Could you repeat every record below exactly as written?

SOURCE DATA:
● ● ● ● ● ● ●
PR #1104, opened 2014-02-10
build: skip vcvarsall if already set up

mscdex:
Without this, running vcbuild repeatedly for some time will cause errors with msbuild saying the command line is too long (due to concatenation happening in vcvarsall).


saghul:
● ● ● ● ● ● ●
ANSWER:
PR #1104, opened 2014-02-10
build: skip vcvarsall if already set up

mscdex:
Without this, running vcbuild repeatedly for some time will cause errors with msbuild saying the command line is too long (due to concatenation happening in vcvarsall).


saghul:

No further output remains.